Quick, Basic Pizza Dough

The base for your pizza can be anything — tortillas, a slab of puff pastry, English muffins, pitas, naan or other flatbreads. It can also be a fast and easy dough, as with the recipe below.

3 cups   all-purpose or bread flour

1 ½ teaspoons  salt

1 teaspoon instant yeast

1 tablespoon  olive oil

1 ¼ cups  water at room temperature

1.   Combine the flour, salt and yeast in a large bowl.

2.   Using your hands, mix in the olive oil, crumbling the dough until it’s sandy in texture.

3.   Add the water and continue hand mixing until the dough comes together.

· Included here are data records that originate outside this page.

PR #374, opened 2015-10-28
ZEPPELIN-371 : Import a notebook

prabhjyotsingh:
Import a notebook by either an external URL or uploading a valid JSON.

screen shot 2015-10-28 at 4 53 58 pm

screen shot 2015-10-28 at 4 56 30 pm

screen shot 2015-10-28 at 4 56 55 pm

screen shot 2015-10-28 at 4 55 29 pm

PR #989, opened 2016-06-10
 Added ipfsnotebookrepo [ Zeppelin-683 ]

onkarshedge:
### What is this PR for?
IPFSNoteBookRepo IPFS storage and sharing zeppelin notes.

### What type of PR is it?
 Feature 

### Todos
* [x] checkpoint revisions, get particular revision
* [x] List of revision history
* [x] remove note and also a particular revision
* [x] support to import the Note when hash is given as input
* [x] Documentation 

### What is the Jira issue?
* [Jira issue](https://issues.apache.org/jira/browse/ZEPPELIN-683)

You need the [ipfs jar](https://github.com/ipfs/java-ipfs-api/blob/master/pom.xml) in the local .m2 repository. `mvn install:install-file` hers is complete [command](https://maven.apache.org/guides/mini/guide-3rd-party-jars-local.html)
Also please refer the `storage document` for more help.

[Successful import](https://gifyu.com/image/52t)
[Failure import](https://gifyu.com/image/52Y)

### Questions:
* Does the licenses files need update? Yes


onkarshedge:
@bzz Please review

onkarshedge:
@bzz please review

pom.xml
```diff
@@ -227,8 +227,8 @@
         <artifactId>maven-compiler-plugin</artifactId>
         <version>3.1</version>
         <configuration>
-          <source>1.7</source>
-          <target>1.7</target>
+          <source>1.8</source>
+          <target>1.8</target>
```
jongyoul: Zeppelin uses jdk 1.7 by default. could you please revert this value?

onkarshedge:
@bzz please review

pom.xml
onkarshedge: @jongyoul  the ipfs jar I use requires jsk 1.8    I  also mentioned this in the google document linked above.

onkarshedge: @jongyoul  Yes I will revert that value to 1.7 with the next commit. But for this ipfs code to execute the mvn clean install must be with jsk 1.8.

bzz: I think the best bet right now is try to re-build ipfs jar with target 1.7 locally

bzz:
@onkarshedge I understand that it's WIP, just wanted to remind that eventually your `NotebookRepo` implementation should user `NotebookRepoVersioned`, see Git one as an example.

Could you also point to some document with high-level description of the approach how notebooks are stored in IPFS, what IPFS features are used and how to view them without Zeppelin, to make sure they are saved for people who are not very familiar with IPFS? 

Also, we need to know what is overall current implementation status, like what are TODOs, what is done, what is left, etc? This could be added i.e to the GDoc that you have linked

onkarshedge:
@bzz I had a doubt about versioning approach.
Currently I am saving(ipfs add 'note') the note in IPFS for every call to save function. This gives me a new multihash on saving. So for versioning I have to save the multihash with time. The `GitNotebookRepo` has a checkpoint which corresponds to git commit. Here in ipfs each call to ipfs add is like git commit.  So the List<Rev> from history function will be large because save() method is called multiple times.
So  the List<Rev> should contain only those few multihashes   which user wants to choose.

onkarshedge:
Should i save to Filesystem like `VFSNotebookRepo` and only when user chooses to version it add it to ipfs that way the ipfs will contain only the ipfs object corresponding to versioned notes and not all through the save method ?

bzz:
Hi @onkarshedge, as mid-term evaluation starts soon, I think it's crucial to get answers on 2 previous questions now.

>Could you also point to some document with high-level description of the approach how notebooks are stored in IPFS, what IPFS features are used and how to view them without Zeppelin, to make sure they are saved for people who are not very familiar with IPFS?

and

>Also, we need to know what is overall current implementation status, like what are TODOs, what is done, what is left, etc? This could be added i.e to the GDoc that you have linked

onkarshedge:
@bzz Here is the link to document for first question.
[High level description](https://docs.google.com/document/d/1OZOowc6aX3BrRkgjkUKwD19DshNXMWE2M07LMpXepx4/edit?usp=sharing)
TODO's is the frontend api : To enter the ipfs hash to download the note.

bzz:
Thank you very much @onkarshedge ! I will go though it and let you know

bzz:
@onkarshedge sorry, people were busy releasing 0.6.0 recently

Could you please:
 - [ ] rebase this code on latest `master` branch
 - [ ] update title (add WIP) and PR description to contain TODO list of things that are missing
 - [ ] post here your current status - like what is in-prgress right now or is there anything that blocks your progress, etc

bzz:
ping, @onkarshedge are there any updates for the past week?

onkarshedge:
@bzz right now I am working on Bittorrent support. I am using the [jlibtorrent](https://github.com/frostwire/frostwire-jlibtorrent) which uses libtorrent. The past week I spent time on using this library and some examples.I will post a PR in 2-3 days. Sorry for late response.

bzz:
Got it, thanks! Please submit another WIP pr with Bittorents support.

Could you still follow https://github.com/apache/zeppelin/pull/989#issuecomment-230972882 and update this PR as soon as you get back to IPFS one?

Thanks again!

bzz:
ping @onkarshedge 

Could you please follow https://github.com/apache/zeppelin/pull/989#issuecomment-230972882 and update this PR

onkarshedge:
@bzz To import the note by hash url . I will have to use [javascript-api](https://github.com/ipfs/js-ipfs-api) in this [notenameImport.controller.js](https://github.com/apache/zeppelin/blob/master/zeppelin-web/src/components/noteName-import/notenameImport.controller.js) file.
How do you suggest to use this?.

bzz:
Do you want to do that on the client-side, right in the browser? 

I see what you mean - our existing impor function indeed fetches from URL and parse JSON right in the browser, but I do not think that such architecture will suit our case, as then the whole IPFS stack need to be run on the client. And it is not something that we want add here (we want  self-contained `IpfsNotebookRepo` implementation)  

I think what you could do here is - create a new REST API endpoint, pass this hash (which is like an URL in our case) to this REST API, and make it delegate actual fetching logic to a method in `IpfsNotebookRepo` and then, on the client, just rear the response, as a JSON.

This logic can be later used for BitTorrent notebooks storage support as well as simple URL case could be refactored to use it (but that is outside of the scope of this PR of course) 

Let me introduce you to @corneadoug - he is known Zeppelin front-end ninja, whose knowledge of the client side codebase is by far greater than mine.

@corneadoug Could you please help @onkarshedge and guide him on refactoring\updating `notenameImport.controller.js` in such way, that it could delegate hash->JSON resolution in case of notebook import to the backend API, for the case of importing notes from new IPFS storage by IPFS hash (which is like a bittorent address)?

corneadoug:
@onkarshedge just like @bzz said, it would be better to have that import function in the back-end.
This is the [PR](https://github.com/apache/zeppelin/pull/374) that first implemented the feature so you should be able to find where are the classes currently taking care of the import.

We currently have 2 options for import in the front-end: **URL** or **File Import**
You could probably create a 3rd one for IPFS.

Right now, the [websocket call](https://github.com/apache/zeppelin/blob/master/zeppelin-web/src/components/noteName-import/notenameImport.controller.js#L97) is sending a Notebook, so you might want to refactor that to have a choice between sending a Notebook or a URL/Hash/Other.
And send the Hash to the backend so it can do the import.

bzz:
@onkarshedge what do you think?

zeppelin-zengine/src/main/java/org/apache/zeppelin/notebook/repo/IPFSNotebookRepo.java
```diff
@@ -0,0 +1,312 @@
...
+    Callable<Note> task = new Callable<Note>() {
+      @Override
+      public Note call() throws Exception {
+        return getNote(multihash);
+      }
+    };
+    Future<Note> noteFuture = executorService.submit(task);
+    Note note = null;
+    try {
+      note = noteFuture.get(15, TimeUnit.SECONDS);
```
onkarshedge: @bzz When the note is not available from peer it should not wait indefinitely so I added timeout in backend. 
And the exception is logged. Should this be propagated to front-end ?
The front-end does not know about the TimeoutException.
@corneadoug should there be another timeout function in front-end ?

onkarshedge:
@bzz @corneadoug  please review,it is complete. I have added the screenshot.

corneadoug:
@onkarshedge I would need a scenario/setup to be able to test it, could you add it to the PR description?
Regarding the timeout function in front-end, I think it would be better to send back a websocket event message with import result to that client (not everybody), and then show it in a ng-toast. (green: The Notebook XXX was imported, red: We couldn't import Notebook XXX)

bzz:
@onkarshedge great progress, thank you for keeping us posted! 

Before moving further, on top of great suggestions from @corneadoug, there are few more things you also need to take care of:

 - Please make sure that `zeppelin-distribution/src/bin_license/LICENSE` includes all dependencies _AND all transitive dependencies_ that this changes bring to the project. You can see them with `mvn dependency:tree`

 - Please make sure that ALL your Java code follows the conventions from [project style guide](https://github.com/apache/zeppelin/blob/master/CONTRIBUTING.md#code-convention)

 - I noticed that CI is failing here. Could you, as an author of the PR, look into that and post there the reason of the failures here please? This would speed up the review and enable the reviewers to help you identify the reason faster.

onkarshedge:
@bzz there are no transitive dependencies, just Junit and hamcrest
The reason of CI failure is 

>[ERROR] Failed to execute goal on project zeppelin-zengine: Could not resolve dependencies for project org.apache.zeppelin:zeppelin-zengine:jar:0.7.0-SNAPSHOT: Failed to collect dependencies at org.ipfs:api:jar:0.0.1-SNAPSHOT: Failed to read artifact descriptor for org.ipfs:api:jar:0.0.1->SNAPSHOT: Could not transfer artifact org.ipfs:api:pom:0.0.1-SNAPSHOT from/to codehaus-snapshots (https://nexus.codehaus.org/snapshots/): nexus.codehaus.org: Name or service not known: Unknown host nexus.codehaus.org: Name or service not known -> [Help 1]

It has to be added  in local .m2 repository

onkarshedge:
@corneadoug  feedback addressed.

bzz:
@onkarshedge so you say it's not published on Maven Central? 

According to ipfs/java-ipfs-api#1 there is an option fetch it from `https://jitpack.io`. Can you please add new repository to `pom.xml` and try?  Making sure that new code does not break the CI is quite important.

onkarshedge:
@bzz I found this [documentation](http://docs.ipfs.apiary.io/#reference/version/version/version) and there would be no need for dependency. I have used apache-httpcomponents httpclient.

onkarshedge:
@bzz CI is green please review.

zeppelin-zengine/src/main/java/org/apache/zeppelin/notebook/Notebook.java
```diff
@@ -183,6 +183,34 @@ public String exportNote(String noteId) throws IOException, IllegalArgumentExcep
...
+      try {
+        newNote = createNote(subject);
+        newNote.setName(oldNote.getName());
+        List<Paragraph> paragraphs = oldNote.getParagraphs();
+        for (Paragraph p : paragraphs) {
+          newNote.addCloneParagraph(p);
+        }
+        newNote.persist(subject);
+      } catch (IOException e) {
+        logger.error(e.toString(), e);
```
bzz: Instead of `e.toString()` we could have something like "Importing note from " + url+ " failed". The error message will still be there, as we propaget `e`.

zeppelin-server/src/main/java/org/apache/zeppelin/socket/NotebookServer.java
```diff
@@ -728,6 +731,27 @@ protected Note importNote(NotebookSocket conn, HashSet<String> userAndRoles,
...
+    if (fromMessage != null) {
+      String urlHash = (String) fromMessage.get("hash");
+      AuthenticationInfo subject = new AuthenticationInfo(fromMessage.principal);
+      note = notebook.importNote(urlHash, subject);
+      Message message = new Message(OP.IMPORT_NOTE_STATUS);
+      if (note != null) {
+        note.persist(subject);
+        message.put("importStatus", "success");
+      }
+      else {
```
bzz: Formatting is off here: `else` should be 1 line above

zeppelin-web/src/components/websocketEvents/websocketMsg.service.js
```diff
@@ -151,6 +151,15 @@ angular.module('zeppelinWebApp').service('websocketMsgSrv', function($rootScope,
       });
     },
 
+    importNoteFromIpfs: function(hashUrl) {
```
bzz: I think this might be called more generic, somethin like `importNoteFromBackend` as it may be another NotebookRepo implementation configured that actuallys upports same backend-style import.
How do you think?

zeppelin-zengine/src/main/java/org/apache/zeppelin/notebook/repo/ipfs/Ipfs.java
```diff
@@ -0,0 +1,220 @@
...
+    baseUrl = url;
+    client = HttpClients.createDefault();
+  }
+
+  public String pinLs() {
+    String pinnedJsonString = null;
+    HttpGet request = new HttpGet(baseUrl + "pin/ls?type=recursive&quiet=true");
+    try {
+      CloseableHttpResponse response = client.execute(request);
+      try {
```
bzz: can we avoid having embedded `try` here by keeping only one and then multiple `catch` close please?

zeppelin-zengine/src/main/java/org/apache/zeppelin/notebook/repo/ipfs/IPFSNotebookRepo.java
```diff
@@ -0,0 +1,345 @@
...
+    return versionHistory;
+  }
+
+  @Override
+  public void close() {
+    super.close();
+    try {
+      ipfs.getClient().close();
+    } catch (IOException e) {
+      LOG.info("Couldn't successfully close the ipfsClient");
```
bzz: It's good practice to propagate throwables to logs everywhere, like `LOG.info("Couldn't successfully close the ipfsClient", e)`

zeppelin-zengine/src/main/java/org/apache/zeppelin/notebook/repo/ipfs/IPFSNotebookRepo.java
```diff
@@ -0,0 +1,345 @@
...
+    Note note = null;
+    try {
+      note = noteFuture.get(15, TimeUnit.SECONDS);
+    } catch (InterruptedException e) {
+      LOG.error("Failed to download Note, Interrupted", e);
+    } catch (ExecutionException e) {
+      LOG.error("Failed to get note", e);
+      Throwable cause = e.getCause();
+      if (cause instanceof IOException)
+        throw (IOException) cause;
```
bzz: Please make sure all your code follows project coding conventions https://google.github.io/styleguide/javaguide.html#s4.1.1-braces-always-used

zeppelin-zengine/src/main/java/org/apache/zeppelin/notebook/repo/ipfs/IPFSNotebookRepo.java
```diff
@@ -0,0 +1,345 @@
...
+
+
+/**
+ * Share and get versioned notebooks with IPFS. Make sure IPFS daemon is running.
+ */
+public class IPFSNotebookRepo extends VFSNotebookRepo implements NotebookRepo {
+  private static final String API_SERVER_PROPERTY_NAME = "zeppelin.notebook.ipfs.apiServer";
+  private static final String DEFAULT_API_SERVER = "http://localhost:5001/api/v0/";
+  private static final Logger LOG = LoggerFactory.getLogger(IPFSNotebookRepo.class);
+  Type simpleType = new TypeToken<Map<String, String>>() {
```
bzz: Could you please explain, why does this:
 -  require to be a field? Vs local variable somewhere
 -  require a default visibility?

bzz:
Looks great, @onkarshedge! I posted a few comments above.

\cc @khalidhuseynov for extra back-end code review and @corneadoug for front-end one

zeppelin-web/src/components/websocketEvents/websocketMsg.service.js
corneadoug: I agree with @bzz 
The parameters structure could be more generic too
```
websocketEvents.sendNewEvent({
   op: 'IMPORT_NOTE_URL',
   data: {
      type: "IPFS"
      options: {
         hash: hashURL
      }
   }
 });
```

zeppelin-web/src/components/noteName-import/notenameImport.controller.js
```diff
@@ -110,4 +115,27 @@ angular.module('zeppelinWebApp').controller('NoteImportCtrl', function($scope, $
     vm.resetFlags();
     angular.element('#noteImportModal').modal('hide');
   });
+
+  $scope.$on('importNoteFail', function(event, data) {
```
corneadoug: 'importNoteFail' isn't a great name, how about 'importNoteResult'

zeppelin-web/src/components/noteName-import/notenameImport.controller.js
```diff
@@ -110,4 +115,27 @@ angular.module('zeppelinWebApp').controller('NoteImportCtrl', function($scope, $
...
+    vm.resetFlags();
```
corneadoug: This line isn't needed

zeppelin-web/src/components/noteName-import/notenameImport.controller.js
```diff
@@ -110,4 +115,27 @@ angular.module('zeppelinWebApp').controller('NoteImportCtrl', function($scope, $
...
+    angular.element('#noteImportModal').modal('hide');
```
corneadoug: This line isn't needed either (already hidden)

zeppelin-web/src/components/noteName-import/notenameImport.controller.js
```diff
@@ -110,4 +115,27 @@ angular.module('zeppelinWebApp').controller('NoteImportCtrl', function($scope, $
...
+    var status = data.importStatus;
```
corneadoug: One comment for all the code below:
* Since status is used once in a if, I don't think there is a need to assign its value to a variable
* There is a bit of repetition in the ngToast configuration, creating a config object before the if/else would limit the code:

```
var ngToastConf = {
  content: 'Failed to import Note with hash',
  verticalPosition: 'bottom',
  horizontalPosition: 'center',
  timeout: '5000'
};

if (data.importStatus === 'success') {
  ngToastConf.content = 'Successfully imported Note';
  ngToast.success(ngToastConf);
} else {
  ngToast.danger(ngToastConf);
}
```

* The Note name should probably be shown in the ngToast Message

zeppelin-web/src/components/noteName-import/notenameImport.controller.js
```diff
@@ -110,4 +115,27 @@ angular.module('zeppelinWebApp').controller('NoteImportCtrl', function($scope, $
...
+    console.log('Data is %o', data);
```
corneadoug: Let's remove that log

zeppelin-zengine/src/main/java/org/apache/zeppelin/notebook/Notebook.java
khalidhuseynov: +1 for having more detailed error message as mentioned by @bzz

zeppelin-zengine/src/main/java/org/apache/zeppelin/notebook/repo/NotebookRepo.java
```diff
@@ -112,6 +121,22 @@ public Revision(String revId, String message, int time) {
...
     public String message;
     public int time;
+
+    @Override
+    public boolean equals(Object o) {
+      if (this == o) return true;
+      if (!(o instanceof Revision)) return false;
+
+      Revision revision = (Revision) o;
+
```
khalidhuseynov: may need to remove this and next empty line

conf/zeppelin-site.xml.template
```diff
@@ -158,6 +158,21 @@
...
+  <name>zeppelin.notebook.storage</name>
+  <value>org.apache.zeppelin.notebook.repo.ipfs.IPFSNotebookRepo</value>
+  <description>notebook persistence layer implementation for sharing notebooks</description>
+</property>
+
+<property>
+  <name>zeppelin.notebook.ipfs.apiServer</name>
+  <value>http://localhost:5001/api/v0/</value>
+  <description>ipfs api Server Address</description>
+  </property>
```
corneadoug: wrong indent here

corneadoug:
I'm a bit lost with this feature, is it really considered as a NotebookRepo or does it only keep the revisions? Does importing the Hash mean that it import a Revision as Notebook?

Why do we need to comment the VFS while it still save in local file system?

Also I think the ipfs installation steps shouldn't be in the NotebookRepo doc since not every user should be having a server running. It would be more fitting in this PR description on how to test this PR.

#### Import form
I would have classic URL by default, and the hash option only as a checkbox.

#### Import Note event listener
I left comments in the code

corneadoug:
Considering https://github.com/apache/zeppelin/pull/1304 is the import really needed?

khalidhuseynov:
in a sense i agree with @corneadoug and i'll write more details on that later, but for the beginning wouldn't it make sense to save normal notes without commit in ipfs as well?

zeppelin-zengine/src/main/java/org/apache/zeppelin/notebook/repo/ipfs/Ipfs.java
onkarshedge: In the inner try `response.close()` throws a IOException. If I have a single try block,then the finally block will be outside and there will be try catch in finally block for `reponse.close()`.
```
finally {
      try {
        response.close();
      } catch (IOException | NullPointerException e) {
        LOG.error("Failed to close response", e);
      }
```
Is this the right way ?

zeppelin-zengine/src/main/java/org/apache/zeppelin/notebook/Notebook.java
onkarshedge: I referred the previous import [function](https://github.com/apache/zeppelin/blob/d11221fb8af5568416ef5041fc2da8b6fa08598b/zeppelin-zengine/src/main/java/org/apache/zeppelin/notebook/Notebook.java#L217).

onkarshedge:
@bzz  @corneadoug addressed the feedback, updated PR description and also images.
@khalidhuseynov saving normal notes would create an ipfs object for each save , we would have to discard the previous object and hash and will need to store the latest hash. It's similar to git, it would not be suitable to commit on every small change as save() function is called on timeout.

bzz:
@onkarshedge thank you for the great work!

How do you think, how hard it would be to rebase it on latest master?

4.   Knead the dough by hand — or with the dough hook in a stand mixer — for 5 to 7 minutes until it forms a smooth ball. The dough will be fairly wet.

5.   Add a small amount of olive oil to a bowl. Add the dough to the bowl and turn it to coat with the oil. Cover with plastic wrap and let rest in a warm, draft-free place for 1 ½ to 3 hours, or until doubled in size.

6.   Shape into pizzas and top as desired. Any unused dough will keep for several days under refrigeration. Makes 4 personal pizzas.

This is a pizza for sourdough bakers who love the extra flavor and texture that kamut, an ancient grain, provides. It takes some advance time, but not a lot of effort. Top the dough as you’d like. This version features crumbled, pre-cooked chorizo, chiles, heritage tomatoes, local mozzarella, fresh basil and garlic oil. It was baked on a traditional pizza pan.

Sourdough Kamut Pizza

Yield: 2 large or 3 small pizzas

100 grams   kamut flour

400 grams    00 pizza flour

300 grams   lukewarm water

10 grams  salt

100 grams  sourdough starter

 Olive oil for coating the proofing container

1.   Combine all ingredients in the bowl of a stand mixer. Using the dough hook, knead for about 10 minutes.

2.   Gather up the dough and place in a lightly oiled container, turning the dough ball over to coat it. Cover the container and let it rest at room temperature for about 2 hours.

3.   Refrigerate, covered, overnight.

4.   Remove dough from fridge in the morning and let rest, loosely covered, all day until ready to use for dinner.

5.   Divide and shape.

6.   Top as desired and bake at 500 degrees on a baking stone, if possible.